From the material below, pull each line containing the string "Invoke".
Start of Exercise material
PR #1267, opened 2021-06-21
Forward special P/Invoke attributes to the target DllImport method

jkoritzinsky:
If the GeneratedDllImport-attributed method has SuppressGCTransition or UnmanagedCallConv attributes, apply the attributes to the generated DllImport method.

### DIFF
--- a/DllImportGenerator/DllImportGenerator/DllImportGenerator.cs
+++ b/DllImportGenerator/DllImportGenerator/DllImportGenerator.cs
@@ -130,6 +130,7 @@ namespace Microsoft.Interop
                     generatorDiagnostics.ReportConfigurationNotSupported(lcidConversionAttr, nameof(TypeNames.LCIDConversionAttribute));
                 }
 
+                // TODO: These need to be propagaged to the P/Invoke target, which is this does not do correctly.
                 List<AttributeSyntax> additionalAttributes = GenerateSyntaxForForwardedAttributes(suppressGCTransitionAttribute, unmanagedCallConvAttribute);
 
                 // Create the stub.
--- a/DllImportGenerator/DllImportGenerator/DllImportGenerator.cs
+++ b/DllImportGenerator/DllImportGenerator/DllImportGenerator.cs
@@ -32,6 +32,10 @@ namespace Microsoft.Interop
 
             INamedTypeSymbol? lcidConversionAttrType = context.Compilation.GetTypeByMetadataName(TypeNames.LCIDConversionAttribute);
End of Exercise material
• **Reply to the task**:
Forward special P/Invoke attributes to the target DllImport method
+                // TODO: These need to be propagaged to the P/Invoke target, which is this does not do correctly.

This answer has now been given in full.